What is acupuncture?
Acupuncture is a part of traditional Chinese medicine. It is based on the belief that living beings have a vital energy, called “qi” that circulates in the twelve invisible energy lines known as meridians on the body. Each meridian is associated with a different organ system. An imbalance in the flow of “qi” in the meridian is the cause of disease.
Acupuncture literally means “needle piercing” the practice of inserting very fine needles into the skin to stimulate specific anatomic points in the body (called acupoints or acupuncture points) for therapeutic purposes. Along with the usual method of puncturing the skin with the fine needles, the practitioners of acupuncture also use heat, pressure, friction, suction, or impulses of electromagnetic energy to stimulate the points. The acupoints (acupuncture points) are stimulated to balance the movement of energy (qi) in the body to restore health.
History of acupuncture?
Acupuncture originated over three thousand years ago in China. It was discussed for the first time in the Chinese medical scripture known as Huang Di Nei Jing. In the sixth century, the practice of Chinese medicine began spreading to Japan along with the propagation of Buddhism.

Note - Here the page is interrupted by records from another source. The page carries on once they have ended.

PR #958, opened 2021-04-16
fix init cfg

jshilong:
## Motivation
I think the existence of attributes in an instance  should not depend on the value of the arguments. So I change the all `hasattr(self, 'init_cfg')` to `self.init_cfg` in BaseModule.
## BC-breaking
None


jshilong:
Please @hhaAndroid @ZwwWayne check whether it affects the existing changes in the downstream codebase.

MeowZheng (approved):
LGTM

PR #983, opened 2021-04-24
[Fix] Read in rb mode then decode

wangruohui:
On Windows :

```python
with open("some_file", r) as f:
    f.read()
```

will decode the content of the file based on windows's system language setting. 

Using `rb` mode then decode within python will force using utf-8.

note: the ruby precommit hook does not work on windows and I will recover it when everything other is good before actual merge.

### DIFF
--- a/mmcv/utils/config.py
+++ b/mmcv/utils/config.py
@@ -91,7 +91,7 @@ class Config:
     @staticmethod
     def _validate_py_syntax(filename):
         with open(filename, 'r', encoding='utf-8') as f:
-            # Setting encoding explicitly help resolve some coding issue on windows
+            # Setting encoding explicitly to resolve coding issue on windows
             content = f.read()
         try:
             ast.parse(content)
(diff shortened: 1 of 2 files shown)


mmcv/utils/config.py
```diff
@@ -90,8 +90,9 @@ class Config:
 
     @staticmethod
     def _validate_py_syntax(filename):
-        with open(filename, 'r') as f:
-            content = f.read()
+        with open(filename, 'rb') as f:
```
zhouzaida, line 93:
```python
with open(filename, 'r', encoding='utf-8') as f:
```
Setting encoding will be more explicit.

ZwwWayne:
Kindly ping @wangruohui

ZwwWayne:
@wangruohui ，lint failed. The comments are too long and need to be separated in two lines.

ZwwWayne (approved):

PR #987, opened 2021-04-24
[Fix] Use len(result) as batch size

### LINKED ISSUE #985: Progress bar does not forward correctly
Problem should lies at the following codes. 

https://github.com/open-mmlab/mmcv/blob/5a99f587ed09797ae6720d33888c753ad88f178a/mmcv/engine/test.py#L35-L38

When running with classification, the first values (image_meta) is a data container with nested list, like `DataContainer([[{meta1}, {meta2}, ... ]])`, thus `batch_size` = 1 and is not desired.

In the beginning, bamboo and sharp stones were used for the Acupuncture treatment. Later on replaced with bamboo clips and fish bones. With the advancement in technology, metal needles began to be used for acupuncture treatment. It was in 17th century that Waichi Sugiyama, who wanted to develop a quick and painless method of insertion, developed a small tube like structure through which needles could be inserted. This technique continues to be used even today in all parts of the world by acupuncturists, particularly in Japan. At present, the needles used are as thin as hair due which the treatment has become painless.

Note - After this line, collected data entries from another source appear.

PR #995, opened 2021-04-26
[Feature] Support clipping min_lr in StepLrUpdaterHook to help MMDet3D

### LINKED ISSUE #994: [Feature] Support min_lr clipping in lr_scheduler (MMDet3D related problem)
**Hi, I am Ziyi, a developer of MMDet3D. Can we support learning rate clipping in lr_scheduler? For example, when I use StepLR which decays by 0.7 every 10 epochs with a `init_lr==1e-3`, I would like to keep my `lr==1e-5` after it decays to some values lower than `1e-5`. Such min_lr clipping is common in several 3D point cloud papers.**

**Motivation**
For example, in the PointNet++ official code, they decay lr by 0.7 every 10 epochs and clip a minium lr of 1e-5 as shown [here](https://github.com/charlesq34/pointnet2/blob/master/scannet/train.py#L85). This is widely adopted in other point cloud related papers like PointNet (see [here](https://github.com/charlesq34/pointnet/blob/master/train.py#L80)), DGCNN, etc.

**Related resources**
I think it's quite easy to implement. We can add a `min_lr` args to `LrUpdaterHook`, and use a `max(lr, self.min_lr)` to determine the return value in `get_lr`? However, I am not sure whether it will cause other questions because I am not very familiar with MMCV.

**Additional context**
Is there any existing way to achieve my feature request? If you not yet and you think my solution is okay, I can create a PR to support it. Thanks!

Wuziyi616:
Fix #994. Please refer to that issue for detailed motivation. This feature will be used in MMDet3D. Thanks!

### DIFF
--- a/mmcv/runner/hooks/lr_updater.py
+++ b/mmcv/runner/hooks/lr_updater.py
@@ -165,7 +165,7 @@ class FixedLrUpdaterHook(LrUpdaterHook):
 @HOOKS.register_module()
 class StepLrUpdaterHook(LrUpdaterHook):
 
-    def __init__(self, step, gamma=0.1, **kwargs):
+    def __init__(self, step, gamma=0.1, min_lr=None, **kwargs):
         assert isinstance(step, (list, int))
         if isinstance(step, list):
             for s in step:
@@ -176,6 +176,7 @@ class StepLrUpdaterHook(LrUpdaterHook):
             raise TypeError('"step" must be a list or integer')
         self.step = step
         self.gamma = gamma
+        self.min_lr = min_lr
         super(StepLrUpdaterHook, self).__init__(**kwargs)
 
     def get_lr(self, runner, base_lr):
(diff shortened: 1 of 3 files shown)


zhouzaida (approved):
LGTM. If passing CI, it could be merged.

mmcv/runner/hooks/lr_updater.py
```diff
@@ -165,7 +165,7 @@ def get_lr(self, runner, base_lr):
 @HOOKS.register_module()
 class StepLrUpdaterHook(LrUpdaterHook):
 
-    def __init__(self, step, gamma=0.1, **kwargs):
+    def __init__(self, step, gamma=0.1, min_lr=None, **kwargs):
```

Acupuncture gained attention in the United States when President Nixon visited China in 1972. Traveling with Nixon was New York Times reporter James Reston, who received acupuncture in China after undergoing an emergency appendectomy. Reston was so impressed with the post-operative pain relief he experienced from the procedure that he wrote about acupuncture upon returning to the United States
In 1995, the acupuncture needles were accepted as medical instruments by the United States Food and Drug Administration. They assured that acupuncture needles were effective and safe for use. In 1997, the U.S. National Institutes of Health (NIH) formally recognized acupuncture as a mainstream medicine healing option with a statement documenting the procedure’s safety and efficacy for treating a range of health conditions. While awareness of acupuncture is growing, many conventional physicians are still unfamiliar with both the theory and practice of acupuncture. There are hundreds of clinical studies on the benefits of acupuncture now. Acupuncture has been used successfully in the treatment of conditions ranging from musculoskeletal problems (back pain, neck pain, and others), nausea, migraine headache, anxiety, and insomnia.
How does acupuncture work?
There are two explanations for Acupuncture –how does it work?
1. Eastern Explanation
2. Western Explanation
1. Eastern Explanation:
The Eastern Explanation is that Acupuncture works on the basis of life energy flowing through the body which is called Qi (pronounced chee) can be influenced and balanced by stimulating specific points on the body. These points are located along channels of energy known as meridians that connect all of our major organs. According to Chinese medical theory, illness arises when the cyclical flow of Qi in the meridians becomes unbalanced or is blocked.
2. Western Explanation:
Acupuncture points are areas of designated electrical sensitivity. Inserting needles at these points stimulates various sensory receptors that, in turn, stimulate nerves that transmit impulses to the hypothalamic-pituitary system at the base of the brain.
The hypothalamus-pituitary glands are responsible for releasing neurotransmitters and endorphins, the body’s natural pain-killing hormones. It is estimated that endorphins are 200 times more potent than morphine. Endorphins also play a big role in the functioning of the hormonal system. This is why acupuncture works well for back pain and arthritis and also for P.M.S. and infertility.
The substances released as a result of acupuncture not only relax the whole body, they regulate serotonin in the brain which plays a role in human and animal disposition. This is why depression is often treated with acupuncture. Some of the physiological effects observed throughout the body include increased circulation, decreased inflammation, relief from pain, relief of muscle spasms and increased T-cell count which stimulates the immune system.
The de qi sensation, or the numbing, tingling sensation caused by the needling, is thought to be essential to the therapeutic effect of acupuncture in TCM and some other styles of acupuncture. This sensation is a result of the activation of nerve fibbers, which are thought to transmit impulses to the spinal cord, thus activating the central nervous system.